Raised on blues rock and Strats, this spunky shredder is now aiming to attract headbangers and mosh pits with headless Strandbergs and brand-new signature Lace Sensor pickups.
Erin Coburn grew up on blues and classic rock. That background has afforded her a spotlight onstage for over half her life, including opening slots ahead of Marcus King and Blackberry Smoke. She released her first album Chaos Before Conformity in 2015 at just 14 years old. She was starting to cut a groove in the blues-rock genre, but the needle stopped when her ear latched onto the darker moods of Alice in Chains, more dynamic music of Sleep Token, and the technical proficiency from modern guitar whisperers Tim Henson and Scott LePage of Polyphia. Since then, her playing has sped up, her tunings have dropped—including the addition of a 7-string Strandberg—and she’s joined the heavier side of riffing with one goal in mind.

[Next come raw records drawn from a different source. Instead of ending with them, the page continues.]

PR #4876, opened 2026-03-18
Remove 'f' from default linkHintCharacters

Alireza-Majd:
## Summary
- Removes `f` from the default `linkHintCharacters` setting to prevent accidental link clicks when pressing `f` twice (once to activate hints, once matching a hint label starting with `f`).

## Test plan
- Press `f` to activate link hints and verify no hint labels contain the letter `f`
- Confirm all other hint characters still work as expected

### DIFF
--- a/lib/settings.js
+++ b/lib/settings.js
@@ -11,7 +11,7 @@ const defaultOptions = {
   scrollStepSize: 60,
   smoothScroll: true,
   keyMappings: "# Insert your preferred key mappings here.",
-  linkHintCharacters: "sadfjklewcmpgh",
+  linkHintCharacters: "sadjklewcmpgh",
   linkHintNumbers: "0123456789",
   filterLinkHints: false,
   hideHud: false,


philc:
`f` is in the default link hints by design, since it's on the home row. I haven't ever mistakenly double-typed f when using link hints. Maybe your keyboard has key chatter on the `f` key?

Alireza-Majd:
Agree with you—and I’m not suggesting removing F from its main show/hide role in Vimium. Actually using it for link hints is a great choice and I love vimium for it.

I just removed F from the link hint characters. On link-heavy pages or slower Chromium setups, there’s sometimes a small delay between pressing F and the hints showing up. In that gap, I’ve caught myself pressing it again thinking it didn’t register, which can end up activating a link labeled F.

To avoid that, I remove F from the hint characters on each device. With this setup, double-pressing F works nicely as a quick show/hide toggle and an easy way to check hint coverage on more complex pages (like FB Marketplace modals).

ghost:
Would solve https://github.com/philc/vimium/issues/4921. Please reconsider!

PR #525, opened 2020-10-18
Update to GridLayoutBase 0.4

timholy:
Closes #519


timholy:
#520 now incorporates the same changes, so probably best to just merge that.

PR #526, opened 2020-10-18
split out recipes into separate files

jkrumbiegel:
I think the previous state was really messy and inconsistent with a couple of separate recipes in files and most others crammed into one.


jkrumbiegel:
I actually found out about a couple of recipes I had never seen before through this haha

PR #527, opened 2020-10-18
Clearer docstring for `rotate_cam!`

ali-ramadhan:
Initially tried calling `rotate_cam!(scene::Scene, 0.1)` when I meant `rotate_cam!(scene::Scene, (0.1, 0, 0))` so just opening a PR to make the docstring a bit clearer.

Wanted to say pitch, yaw, roll but wasn't sure which angled corresponded to which haha.


SimonDanisch:
Thank you!

PR #528, opened 2020-10-18
Update and improve `zoom!` docstring

ali-ramadhan:
Docstring was out of date so I updated it and added a note on `zoom_step`. Couldn't figure out what `shift_lookat::Bool` does so I just included it in the docstring.

### DIFF
--- a/src/camera/camera3d.jl
+++ b/src/camera/camera3d.jl
@@ -215,9 +215,10 @@ function translate_cam!(scene::Scene, cam::Camera3D, _translation::VecTypes)
 end
 
 """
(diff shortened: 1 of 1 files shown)


ffreyer:
It's pretty much what the comment here describe.
```julia
if shift_lookat
    # This results in the point under the cursor remaining stationary
    ...
end
```
I think it would be more precise to say that the passed `point` remains constant here. In the other case the `lookat` is kept constant, so the camera may also rotate. It's more or less the difference between the cad camera and the turntables camera.

PR #530, opened 2020-10-19
Fix problems with empty plots / strings / annotations / tick labels

jkrumbiegel:
The most important change is that `broadcast_foreach` does zero iterations if one element is zero length. So far, it always tried one iteration, which would fail with zero-length containers like empty annotations etc.

Then a couple places needed guards against the NaN limits that come from such empty plots usually. In the course of that, LAxis only accepts visible non NaN limits to contribute to autolimits.

`text` also couldn't deal with empty strings because of layouting issues, which it now can. LAxis checks against empty titles and xlabels / ylabels and can now receive empty strings for those attributes.

### DIFF
--- a/src/layouting/layouting.jl
+++ b/src/layouting/layouting.jl
@@ -75,6 +75,8 @@ end
 
 function glyph_positions(str::AbstractString, font_per_char, fontscale_px, halign, valign, lineheight_factor, justification)
 
+    isempty(str) && return Vec2f0[]
+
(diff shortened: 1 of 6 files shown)


jkrumbiegel:
should fix the following:
https://github.com/JuliaPlots/Makie.jl/issues/732
https://github.com/JuliaPlots/Makie.jl/issues/731
https://github.com/jkrumbiegel/GridLayoutBase.jl/issues/5

SimonDanisch (approved):
Awesome! :)

PR #532, opened 2020-10-20
fix Volume #659

jw3126:
close https://github.com/JuliaPlots/Makie.jl/issues/659


test/runtests.jl
```diff
@@ -7,6 +7,14 @@ using GeometryBasics: Pyramid
 using PlotUtils
 using MeshIO, FileIO, AbstractPlotting.MakieLayout
 
+@testset "#659 Volume errors if data is not a cube" begin
+    vol = volume(1:8, 1:8, 1:10, rand(8, 8, 10))
+    lims = AbstractPlotting.data_limits(vol[1])
+    lo, hi = extrema(lims)
+    @test all(lo .<= 1)
+    @test all(hi .>= (8,8,10))
+end
```
jw3126, line 16: Is this there a better way to test this? Also in which file should this test live?

src/layouting/data_limits.jl
```diff
@@ -95,7 +95,9 @@ function data_limits(x::ImageLike{<: Tuple{X, Y, Z}}) where {X, Y, Z}
 end
 
 function data_limits(x::Volume)
-    xyz_boundingbox(transform_func(x), to_value.((x[1], x[2], x[3]))...)
+    _to_interval(r) = ((lo, hi) = extrema(r); lo..hi)
+    axes = (x[1], x[2], x[3])
+    xyz_boundingbox(transform_func(x), _to_interval.(to_value.(axes))...)
```
jw3126, line 100: This is correct for affine transforms. It is incorrect for some nonlinear transforms. I guess all transforms are affine?

SimonDanisch:
Thank you! This is a bit weird, since I'm pretty sure this was working before...I wonder when and why this stopped working!

PR #533, opened 2020-10-22
Zoomlock select

grero:
This is quick and dirty attempt at adding restricted horizontal/vertical zoom when using rubber band selection on LAxis objects.


jkrumbiegel:
this is a good idea and I will add something like it in the course of https://github.com/JuliaPlots/AbstractPlotting.jl/pull/538

jkrumbiegel:
added something like this with `xzoomrect` and `yzoomrect` attributes in the last release :)

grero:
Thanks!

PR #535, opened 2020-10-23
Fix `delete!` bug

ericphanson:
If I try to delete a legend, I get
```julia
MethodError: no method matching hasfield(::Type{AbstractPlotting.MakieLayout.LLegend}, ::Symbol)

You may have intended to import Base.hasfield

delete!(::AbstractPlotting.MakieLayout.LLegend)@helpers.jl:322
top-level scope@Local: 10
```
And if I monkey-patch AbstractPlotting.MakieLayout via
```julia
@eval MakieLayout begin
	function Base.delete!(lobject::Union{LObject, LAxis})
		for (_, d) in lobject.decorations
			remove_element(d)
		end

		if Base.hasfield(typeof(lobject), :scene)
			delete_scene!(lobject.scene)
		end

		GridLayoutBase.remove_from_gridlayout!(GridLayoutBase.gridcontent(lobject))
		return nothing
	end
end
```
it works.

### DIFF
--- a/src/makielayout/helpers.jl
+++ b/src/makielayout/helpers.jl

“I’m going more towards hard-rock and metal because I love it and that’s where my soul is—I just want to open up mosh pits someday!”

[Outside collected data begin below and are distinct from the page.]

PR #536, opened 2020-10-24
Added option of toggling rubber-band zooming

vilim:
The currently-default, always-on rubber band LAxis zoom (introduced in a recent commit) breaks many interactive applications. I added an attribute to be able to disable it. It involves a slightly inelegant addition in `select_rectangle`, but I think it's a working stopgap solution until a more comprehensive framework for interactive tools is implemented (akin to matplotlib or plotly's tool bar)

### DIFF
--- a/src/interaction/interactive_api.jl
+++ b/src/interaction/interactive_api.jl
@@ -146,7 +146,7 @@ rectangle has area > 0.
 
 The `kwargs...` are propagated into `lines!` which plots the selected rectangle.
 """
-function select_rectangle(scene; strokewidth = 3.0, kwargs...)
+function select_rectangle(scene, enabled=Node(true); strokewidth = 3.0, kwargs...)
     key = Mouse.left
     waspressed = Node(false)
     rect = Node(FRect(0, 0, 1, 1)) # plotted rectangle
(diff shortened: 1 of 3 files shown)


grero:
Interesting, I just found the need for this myself and was about to submit a PR. : )

jkrumbiegel:
yeah I'm not surprised! This was merged a bit too hastily. Actually, with the slight change to Observables recently which allows to disconnect them more easily, I think I want to tackle this problem more cleanly and offer an easy and clean way to connect and disconnect such mouse interactions to and from an axis. I basically want these to be able to change dynamically, so that you can switch between different modes of interaction, or disable them all. I will therefore not merge this particular PR, because that would lead in the direction of a lot of different toggles :) but instead it'll probably be something like `add_interaction_xyz!` and `remove_interaction_xyz!`, with some sort of interface to the mouse observables, so there's not so much duplication in the backend.

jkrumbiegel:
here's my current proposed solution https://github.com/JuliaPlots/AbstractPlotting.jl/pull/538

jkrumbiegel:
the latest release has this now, `register_interaction!`, `deregister_interaction!`, `activate_interaction!` and `deactivate_interaction!`

PR #538, opened 2020-10-27
change mouse events and LAxis interaction backend logic

jkrumbiegel:
The current state is that adding and removing interaction to an axis is not straightforward. This aims to simplify the pattern one needs to implement to safely add and remove or activate / deactivate interaction modes.

First I changed the mouse events to an enum so there's a finite set of them and there's less compilation needed.
Then, the idea is that the axis has a list of `AbstractInteraction`s stored with a bool for active / inactive. Every mouse or scroll event that comes in (so far, keyboard events should be added I guess but are not needed for the current set of interactions) calls `process_interaction(interaction, event, parentobject)`.

This can easily be overloaded for custom `AbstractInteractions`.

New interactions are added with `register_interaction!(parent, name, interaction)` and removed with `deregister_interaction!(parent, name)`. During registration / deregistration one can overload `registration_setup!(parent, interaction)` and `deregistration_cleanup!(parent, interaction)` just to make sure that mutated state can be cleaned up if necessary.

One can also call `activate_interaction!(parent, name)` and `deactivate_interaction!(parent, name)` to leave interactions in place but toggle them on or off. This should be useful to temporarily deactivate rubberband selection for example, if one needs the left mouse drag. One would currently just call `deactivate_interaction!(ax, :rectanglezoom)`.

Here's an example how rectangle zoom is implemented with this scheme, where the rectangle poly is added and removed as needed, keeping the scene structure clean:

```julia
mutable struct RectangleZoom <: AbstractInteraction
    from::Union{Nothing, Point2f0}
    to::Union{Nothing, Point2f0}
    rectnode::Observable{FRect2D}
    poly::Union{Poly, Nothing}
end



function process_interaction(r::RectangleZoom, event::MouseEvent, ax::LAxis)

    if event.type === MouseEventTypes.leftdragstart
        r.from = event.prev_data
        r.to = event.data
        r.rectnode[] = FRect2D(r.to, r.from .- r.to)
        r.poly = poly!(ax.scene, r.rectnode,
            color = (:blue, 0.1), strokewidth = 1, strokecolor = (:blue, 0.5))[end]

    elseif event.type === MouseEventTypes.leftdrag
        r.to = event.data
        r.rectnode[] = FRect2D(r.to, r.from .- r.to)

    elseif event.type === MouseEventTypes.leftdragstop
        newlims = positivize(r.rectnode[])
        if !(0 in widths(newlims))
            ax.targetlimits[] = newlims
        end

        if !isnothing(r.poly)
            delete!(ax.scene, r.poly)
            r.poly = nothing
        end
    end

    return nothing
end



register_interaction!(ax,
        :rectanglezoom,
        RectangleZoom(nothing, nothing, Node(FRect2D(0, 0, 1, 1)), nothing))
```


grero:
This looks really nice! I can't wait to try it out for my interactive plots.

jkrumbiegel:
I've actually simplified a bit more and removed the `AbstractInteraction` thing. Just any object that works with the necessary methods is fine, additionally one can pass Functions which are called directly with event and parent. That should offer the least amount of friction

ffreyer:
It would be nice if you could write `do` blocks as well then. Maybe adding an alias `on_event(ax, :myinteraction) do ... end` would work?

PR #539, opened 2020-10-27
added a visible attribute to BarPlot

kragol:
This just adds a `visible` attribute to `BarPlot`. It looks like some other compound plot types in basic_recipes (e.g. `Contour`?) could use that too but I am not familiar enough with those atm.

Related issue: JuliaPlots/Makie.jl#744


SimonDanisch:
Thank you!
Yeah, visible should be present for all plots!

It’ll be interesting to see how she fuses her backbone of blues-rock with the new injection of musical blood. Regardless of the destination, we’re just glad to be sitting shotgun for the ride.

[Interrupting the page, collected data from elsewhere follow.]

PR #616, opened 2021-01-25
Document colgap! and rowgap!

Kolaru:
Add mention of `colgap!` and `rowgap!` in the documentation with simple examples.

### DIFF
--- a/docs/src/makielayout/grids.md
+++ b/docs/src/makielayout/grids.md
@@ -294,19 +294,19 @@ columns respectively.
 ```@example spacing
 using CairoMakie
 
-scene, layout = layoutscene(resolution = (1200, 900))
+fig = Figure(resolution = (1200, 900))
 
-axs = layout[] = [Axis(scene) for i in 1:3, j in 1:3]
+axs = [Axis(fig[i, j]) for i in 1:3, j in 1:3]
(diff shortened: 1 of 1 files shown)


docs/src/makielayout/grids.md
```diff
@@ -286,6 +286,43 @@ save("example_trimming_3.svg", scene); nothing # hide
...
+
+You can use `rowgap!` and `colgap!` to change the spacing between rows or
+columns respectively.
+
+```@example spacing
+using CairoMakie
+
+scene, layout = layoutscene(resolution = (1200, 900))
+
+axs = layout[] = [Axis(scene) for i in 1:3, j in 1:3]
```
jkrumbiegel, line 299: nice, thank you! but could you switch the example to the `Figure` workflow? I assume people will mostly try to change figures and then they can see that you have to access `fig.layout` to call layout specific functions on it.

the axs part could then also be the new syntax `axs = [Axis(f[i, j]) for i in 1:3, j in 1:3]`

jkrumbiegel (changes requested):

docs/src/makielayout/grids.md
Kolaru: Done.

jkrumbiegel (approved):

Before her band’s headlining show at Nashville’s Eastside Bowl, Erin Coburn welcomed PG’s Chris Kies onstage for a conversation about gear, music, and surprises in her lunchbox. She dished on how she gravitated (and possibly levitated) towards Strandberg guitars during a NAMM Show visit and then divulged a brand-new offering from Lace that includes some of her own signature of sweet ’n’ heat.
[Brought to you by D’Addario Strings & XPND Pedalboard.]
Bodacious
Erin started her guitar journey playing Strats and semi-hollows, but a fateful trip to the 2019 NAMM Show was all it took for her to be drawn in by headless horsemen of Strandberg. “I had seen guitarists play them on Instagram, but I never seen one in person, until I was walking by Strandberg at NAMM and I levitated towards their booth because I thought ‘those look so cool!’” She used her blues angle—a weak spot in their artist roster at the time—as an in with the company and they’ve been thick as thieves ever since.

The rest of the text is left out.